During Mubarak’s 29-year rule, security agencies could hold detainees for up to a month in undisclosed locations under emergency laws. Some were held for years without charges or trials, with detentions constantly renewed. In the late 1990s and 2000, Egypt was a known location for the U.S. rendition program, in which foreign terror suspects were held in secret detention centers for interrogation.
After Mubarak’s fall, the emergency laws were revoked. In reaction to past abuses, Egypt’s 2014 constitution explicitly states police must have a judicial order for arrest, unless someone is caught in the act of a crime. Any detainee must be permitted immediate contact with a lawyer and family members, and be brought before judicial authorities within 24 hours.

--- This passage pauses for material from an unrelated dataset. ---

Issue #114, opened 2024-06-10
Move the header onto each subpage


jjm3x3:
Going along with my designing spirit I was thinking it made sense to put the existing header onto each page. As a result I created #93 in the hopes to achieve that. Unfortuately after #86 was completed by #94 being merged that made it a bit more difficult. And this is because #94 introduced a new `getPages` function in order to populate the `Navigation`. This was only a problem because calling this function from the layout did not work exactly the way that we wanted it to. In fact simply by putting that call in the layout, this actually broke the homepage as well.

“Before there was a legal framework for detention, now there isn’t,” said rights activist Mohammed Lotfy. But “some hard-core (police) … got used to a certain way of doing business.”
For families, the secret detentions mean a frantic search to figure out what happened to loved ones.
Hossam Gouda, a pharmacist, disappeared from the streets of Cairo more than a month ago, his sister, Hanan, told the AP.
Known for Brotherhood sympathies, Hossam Gouda had moved away from Cairo. Police officers came to the family home twice looking for him, once last year and again in March. On May 9, during a visit to the capital, he disappeared. A search of multiple police stations produced nothing. Through acquaintances in the police force, the family finally learned he was possibly being held at a police station in southern Cairo, she said.
Officers there denied holding him and told the family to stop looking. “They told us, if you keep up pressure … he will be transferred to another place,” Gouda said.
“We are looking for any lead,” she said, adding the family fears he is being tortured.
Mohamed elBaqer, a rights lawyer, said one of his clients, a cleric accused of inciting against the government in his writings, was taken from his home on May 26, along with his two brothers. The cleric, Sheik Anas Sultan, resurfaced four days later when he was taken to the prosecutor’s office, but only after he had been subjected to electrical shocks, elBaqer said.
Secret detention “increases the psychological pressure on the detainee to extract more information,” elBaqer said. “These are the tools for terrorizing people.”